Review this paper written by Milena Gianfrancesco and colleagues.

This paper underscores the potential for ML models which use EHR data to inadvertently perpetuate biases in healthcare settings.

A few key points:

• While the use of ML methodologies in healthcare offers tremendous opportunity for health care efficacy and efficiency, concern exists around biases and deficiencies in data used by ML algorithms that may contribute to socioeconomic disparities in care.

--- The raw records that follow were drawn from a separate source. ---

PR #2681, opened 2026-02-11
Undo recent change to blocking wait (vs. busy-wait) for vkGetQueryPoolResults

fabian-lunarg:
- should avoid hangs encountered in AAA-title, with non-deterministic aspect

### DIFF
--- a/framework/decode/vulkan_replay_consumer_base.cpp
+++ b/framework/decode/vulkan_replay_consumer_base.cpp
@@ -71,7 +71,8 @@
 GFXRECON_BEGIN_NAMESPACE(gfxrecon)
 GFXRECON_BEGIN_NAMESPACE(decode)
 
-const size_t kMaxEventStatusRetries = 16;
+const size_t kMaxEventStatusRetries      = 16;
+const size_t kMaxQueryPoolResultsRetries = 16;
 
 const char kUnknownDeviceLabel[]  = "<Unknown>";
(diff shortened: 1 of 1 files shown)


MarkY-LunarG:
Why was the old code hanging?  Do we know what the apps were doing?  Should we make a TODO to investigate this?

MarkY-LunarG:
@fabian-lunarg / @davidd-lunarg, I would have at least put a comment describing the issue so we don't try this change again.  Something like: "While it may seem like we can simply add `   flags |= VK_QUERY_RESULT_WAIT_BIT;` to force a wait, this may not be valid for multiple queries where one or more of the queries has not been properly signalled."  I think a comment like that may go a long way to us not making this kind of change in the future.

fabian-lunarg:
> @fabian-lunarg / @davidd-lunarg, I would have at least put a comment describing the issue so we don't try this change again. Something like: "While it may seem like we can simply add ` flags |= VK_QUERY_RESULT_WAIT_BIT;` to force a wait, this may not be valid for multiple queries where one or more of the queries has not been properly signalled." I think a comment like that may go a long way to us not making this kind of change in the future.

agreed, I missed to add a hint we already had a back/forth around the right approach there.
I think in my head, still love to have a cleaner solution here, so didn't go a long way to defend the busy-wait (but ack it's our current best solution) :)
maybe that solution would just fall out automatically with a multi-threaded replay.

PR #2685, opened 2026-02-11
update test suite ref

bradgrantham-lunarg:


bradgrantham-lunarg:
Canceled Jenkins CI run because change is to extended suite.  Judgement call about test suite ref - change is only subsetting extended suite, will merge.

PR #2688, opened 2026-02-12
Support deferred virtual swapchain

MarkY-LunarG:
If deferred swapchain was enabled, the virtual swapchain would incorrectly attempt to transition invalid images.  According to the spec, the images are not actually allocated until the first call to vkAcquireNextImage* for that given index.
So, delay the transition of the image until it is valid.

### DIFF
--- a/framework/decode/vulkan_virtual_swapchain.cpp
+++ b/framework/decode/vulkan_virtual_swapchain.cpp
@@ -254,76 +254,69 @@ VkResult VulkanVirtualSwapchain::CreateSwapchainResourceData(const VulkanDeviceI
     props.resize(property_count);
     instance_table_->GetPhysicalDeviceQueueFamilyProperties(device_info->parent, &property_count, props.data());
 
-    if (!found_copy_queue_family_.contains(device))
+    uint32_t copy_queue_family_index           = VK_QUEUE_FAMILY_IGNORED;
+    bool     found_copy_queue_family_index     = false;
+    bool     found_transfer_queue_family_index = false;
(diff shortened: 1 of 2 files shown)


MarkY-LunarG:
I tested this by forcing deferred swapchain usage in several captures during replay on my AMD Linux system.

framework/decode/vulkan_virtual_swapchain.h
```diff
@@ -207,6 +215,10 @@ class VulkanVirtualSwapchain : public VulkanSwapchain
     };
 
     std::unordered_map<VkDevice, OFBData> ofb_data_;
+
+    std::unordered_map<VkDevice, bool>     found_copy_queue_family_; // false
```
fabian-lunarg: `found_copy_queue_family_` is only populated with `found_copy_queue_family_[device] = true` and only checked with `found_copy_queue_family_.contains(device)`,

so could this just be a `std::unordered_set<VkDevice>` ?

framework/decode/vulkan_virtual_swapchain.cpp
```diff
@@ -462,7 +481,7 @@ VkResult VulkanVirtualSwapchain::CreateSwapchainResourceData(const VulkanDeviceI
             nullptr,                                                            // pNext
             0,                                                                  // flags
             VK_IMAGE_TYPE_2D,                                                   // imageType
-            swapchain_info->format,                                             // format
+            swapchain_info->format,                                             // formatcopy_queue_family_index
```
fabian-lunarg: typo?

PR #2690, opened 2026-02-13
Add missing EndInjectedCommands

ziga-lunarg:
Some early returns were missing `util::EndInjectedCommands();`


fabian-lunarg:
nice! we should really switch usage of those to using a RAII-helper.

PR #2693, opened 2026-02-16
Fix DGC decoding

ziga-lunarg:
`VkIndirectExecutionSetInfoEXT` requires special handling, because it can use either `pPipelineInfo` or `pShaderInfo`


ziga-lunarg:
Closing in favour of #2794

• Key problems outlined include:

  • • Missing Data and Patients Not Identified by Algorithms

      • • Model misinterpretations may happen when key data are unavailable or represent metadata that are not included in clinical decision support models.

    • Sample Size and Underestimation

      • • Insufficient sample sizes may result in erroneous interpretations and predictions by ML models as small sample sizes or lack of healthcare service utilization may be misinterpreted as lower disease burden.

• Misclassification and Measurement Error

  • • Misclassification of disease and measurement errors are common sources of bias in observational studies and analyses based on EHR data. For example, quality of care may be affected by implicit biases if uninsured patients more frequently receive substandard care than those with insurance.

    • While the effects of measurement error and misclassification in regression models are well studied, these effects and mitigation strategies in the broader context of ML require further assessment.

• Recommendations:

• Review datasets to assess representation across demographic categories and care interruptions

• Optimize ML models for imbalanced data sets

• Work with interdisciplinary teams to choose appropriate questions and settings for machine learning use, interpret findings, and conduct follow-up studies.

• Test clinical decision support models for bias and discriminatory aspects throughout all stages of development to ensure that models are not misinterpreting exposure-disease associations, including associations based on sex, race/ethnicity, or insurance.

• Ensure that efforts to assess the utility of ML models does not solely focus on performance metrics, but also improvements in clinically relevant outcomes.

Cite as: Gianfrancesco MA, Tamang S, Yazdany J, Schmajuk G. Potential Biases in Machine Learning Algorithms Using Electronic Health Record Data. JAMA Intern Med. 2018 Nov 1;178(11):1544-1547. doi: 10.1001/jamainternmed.2018.3763. PMID: 30128552; PMCID: PMC6347576.